FINDING SAN FRANCISCO: PART I

 

At first glance San Francisco appears an odd and somewhat mismatched marriage between east coast structural design and Pacific coast appreciations. It’s a peculiar creation, an on descript ambiance that leaves uncertainty in response. It is easy to say that San Francisco is simply a city like no other, which is perfectly true, but that does little to define its essence.

Of course, a lot of this I knew going in and was precisely what drew me to the city. I have visited southern California several times since 2013 and the furthest north I’ve been is Yosemite Valley. But I’ve long known San Francisco as the oldest city in a state that in part due to its need to adapt to extreme natural elements and in part due to its history and culture is in a constant move for the modern. San Francisco was modeled very much then like Boston and New York; tall Edwardian era buildings, narrow streets, immigrant quarters and designed around public transportation unlike, say, Los Angeles in which an automobile was already a necessity as early as the late 1920s.

After the Spanish, the Jesuits and the prospectors either left or settled, much of California was built to welcome the migrations west after the Reconstruction era when the industrializing northeast was becoming overcrowded with migrants from the South and new arrivals from Europe. Many families, entrepreneurs and land developers began making the track westward in a way that would be repeated, infamously, by Okies much later during the Dust Bowl. California, with its fabled sunny skies, warm weather and wide-open land was the new Canaan for millions of migrants who, rather than duplicate the bustling tight cities of the east began instead ot work with the land, buildings fruit groves, ranches and began to rethink housing with this new found space. By the early 20th century William Mulholland had found a way to bring down water from Owens Valley for the needed irrigation.

Of course, with the easing of travel after WWI California began to attract a different sort of settler. The businessman, urban developers, hotel magnates and, finally, the film industry. And so the cities like Los Angeles and San Diego bloomed from sleepy towns into “new cities” in many ways unlike anything seen or that could even be accommodated in the east.

In time, European immigrants began finding their way to the Pacific Coast from Ellis Island. Anaheim, for instance, became a German stronghold (interestingly, the early German immigrants seemed to be drawn to the southwest with communities taking root in Santa Fe and other cities).

The completion of the Pacific railway in the latter half of the 19th century likely inspired these migrations and it was its construction, in fact, that made California a haven for a new set of immigrants arriving now from China and Japan.

As the diversity of its population and the varied climate across the wide state would imply, the infrastructure of the state became widely varied and distinct from huts to bungalows.

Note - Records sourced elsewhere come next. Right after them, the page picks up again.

PR #931, opened 2015-01-21
fix newsletter double sign-up (bug 1115086)

spasovski:

### DIFF
--- a/src/media/css/newsletter.styl
+++ b/src/media/css/newsletter.styl
@@ -23,7 +23,8 @@
         visibility: hidden;
     }
 
-    .success, .processing {
+    .success,
+    .processing {
         display: none;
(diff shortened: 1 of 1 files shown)


src/media/css/newsletter.styl
```diff
@@ -127,7 +127,7 @@
     }
 }
 
-@media $at-least-desktop {
+@media $base-desktop {
     .newsletter .newsletter-mobile {
```
ngokevin: can you get away with unnesting this and the ```.newsletter .newsletter-desktop``` above?

ngokevin:
bonus points for doing a quick sweep of the newsletter.styl file and applying our normal practices to it

r+wc

PR #935, opened 2015-01-22
Mac install issues banner (bug 1124243)

mstriemer:
Depends on https://github.com/mozilla/marketplace-core-modules/pull/17.

screenshot 2015-01-22 15 36 49

### DIFF
--- a/src/templates/_includes/os_x_banner.html
+++ b/src/templates/_includes/os_x_banner.html
@@ -1,11 +1,8 @@
-<mkt-banner id="mac-install-notice" success>
-  <div>
+<mkt-banner>
+  <span>
     {{ _('Your Mac settings may only allow you to install apps from the Mac App Store.') }}
-  </div>
-  <a href="https://support.mozilla.org/kb/mac-security-settings-firefox-marketplace" target="_blank">
-    {{ _('Learn how to change your settings so you can install Marketplace apps.') }}
-  </a>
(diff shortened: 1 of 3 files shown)


mstriemer:
Going to make a change to how dismissing works.

ngokevin:
I feel like it could use a smidge more top/bottom padding.

src/templates/_includes/os_x_banner.html
```diff
@@ -0,0 +1,8 @@
+<mkt-banner id="mac-install-notice" success>
```
ngokevin: i think i prefer classes due to the potential CSS specificity issues using IDs may introduce (even though we're not styling it here)

chuckharmston:
11 words of text on the button? Surely we can do better than that, it barely looks like a button at all.

ngokevin:
Probably good to have an e2e test, esp. for the dismissing behavior. Might have to do some mocking magic for the capabilities though...

mstriemer:
The dismissing behaviour is from `<mkt-banner>`. If we're going to test it I think marketplace-elements is the right spot for that.

mstriemer:
I'm not changing the dismiss behaviour, I didn't like it. I'll revisit it next week or when it gets sufficiently annoying, whichever is shorter most likely.

mstriemer:
Merged but comments are still welcome.

PR #936, opened 2015-01-23
Bump fxpay for scrollbars=yes in fxpay opened windows (bug 1124700)

muffinresearch:


muffinresearch:
@mstriemer seems to be some kind of circular dep issue causing the tests not to run. Is there a way to fix that so test can be run on the PR or is the only way to land it?

mstriemer:
If you bump the marketplace-frontend version to 7.2.6, tag the commit and push the tag to mozilla/fireplace then it should work. This clearly isn't great but it should work for now. Might need to retag if someone lands something in between though.

I'll try and fix the dependency this afternoon.

PR #937, opened 2015-01-23
Restore utils

muffinresearch:
Looks like it was erroneously removed here [1] but it's needed for the popup utils [2]

[1] https://github.com/mozilla/fireplace/commit/821d13f64cc012fb9a90bf1dd99a2d98772cce4a
[2] https://github.com/mozilla/fireplace/blob/master/src/media/js/apps_buttons.js#L54


mstriemer:
Rebase strikes again. r+

PR #938, opened 2015-01-23
Close popup for paid app post-login when we already have it (bug 1125137)

muffinresearch:


src/media/js/apps_buttons.js
```diff
@@ -135,6 +135,12 @@ define('apps_buttons',
                 def.reject();
             });
         } else {
+            // Close the window if it was a paid app we'd logged-in for
```
mstriemer: I don't think I understand this comment, could be because I'm unsure of the context here.

When install gets called we pass it a reference to a popup window if it is a paid app and if they don't require payment they already paid so we close it?

mstriemer: There are two `it`s in this sentence, mind rewording them to something else?

muffinresearch: This is a case where it's a paid app and you're starting not logged in. This means we create the poup window for login and expect to keep around for a payment. However this case we've already got the app so the keeping the window around for payments is no longer needed. I'll fix up th e comment.

mstriemer:
Much better, thanks. r+

PR #939, opened 2015-01-23
Don't stack the Mac banner on login/logout (bug 1125168)

mstriemer:
Remember the dismissal per session, only add the banner if it isn't on the page already.

Depends on https://github.com/mozilla/marketplace-elements/pull/8.


muffinresearch:
Do we need to see it as much as per session? I suppose the settings might be tweaked as one-off for a specific install?

Otherwise r+wc

mstriemer:
I'd rather it be a permanent dismissal but I need to talk to UX some more about that. We had an idea for making it go away forever but after implementing it I didn't like it.

PR #940, opened 2015-01-23
Remove FxA migration (bug 1117875)

mstriemer:


andymckay:
Can we remove mkt/users/management/commands/fxa_mail.py and related files too?

PR #1421, opened 2015-08-05
Bug 1184837- [mobile] Inconsistent button size - read more reviews on mobile

arush0311:
Fixed the variable button size in mobile on more reviews page


ngokevin:
Inline styles are usually bad since they hard-code specificity https://mozweb.readthedocs.org/en/latest/reference/html-style.html

Can you put it in a stylesheet instead, and if you get around to re-opening this PR, can you attach screenshots of your changes? Thanks!

PR #1425, opened 2015-08-07
Bug 1172465 - border-radius should be applied to all buttons

ayushagrawal288:


tsl143:
Please remove unnecessary commit for elements--nav.styl

ngokevin:
This is already merged, the bug was reopened to add border radiuses to more buttons.

PR #1429, opened 2015-08-09
Bug 1143884 - Descenders in app titles are partially cut-off

tsl143:


spasovski:
Mind providing a screenshot of the issue before and after the fix? Nothing wrong with your solution I just can't repro the core issue locally.

tsl143:
before
after

spasovski:
Awesome thanks! r+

Recent decades have brought immigrants from around the world, students and entrepreneurs from all over the country and the new needs and developments have also influenced the housing from the first ranch houses, modernist architecture and homes with special consideration for wild fires and earthquake proofing.

While much of the rest of California has evolved into its own individual identities (Silicon Valley, Beverly Hills, Oakland, etc.) the look and even atmosphere of San Francisco has remained rooted in the golden age of American building.

That’s not to say it stood still. It could not, in fact, after the devastating earthquake of 1906 which, along with the ensuing fires, leveled much of the city. In a rush to bring the city back to prominence as an international port of commerce Mayor Eugene Schmitz made a point of downplaying the scale of the disaster to encourage reinvestment in the city.

San Francisco was quickly rebuilt. In less than a decade there were virtually no signs of a major natural disaster having devastated the area, but the haste with which the city was brought back up from its ashes meant a criminal compromise in the soundness of the infrastructure.

Nonetheless, the city returned to its vibrancy, its industry and even its seediness with its red-light districts.

As the decades passed on San Francisco’s reputation changed from a mariner’s delight with the saloons of the Barbary Coast during the turn of the 20th century to the mecca of the counter culture sixty years later, a utopia of free love, drugs, music and flower children as encapsulated by Scott McKenzie.

More than any other city in California, San Francisco reflects its long and colorful history with features telling different stories from its varied past. I’ve heard it compared to Boston and it shares with my city a long episodic and sometimes turbulent history. But just like Boston and New York were shaped by fragments of many stories overtime into unique metropolises so San Francisco became a place like no other. It is a city with a voice, a mind, a story and a heart all its own.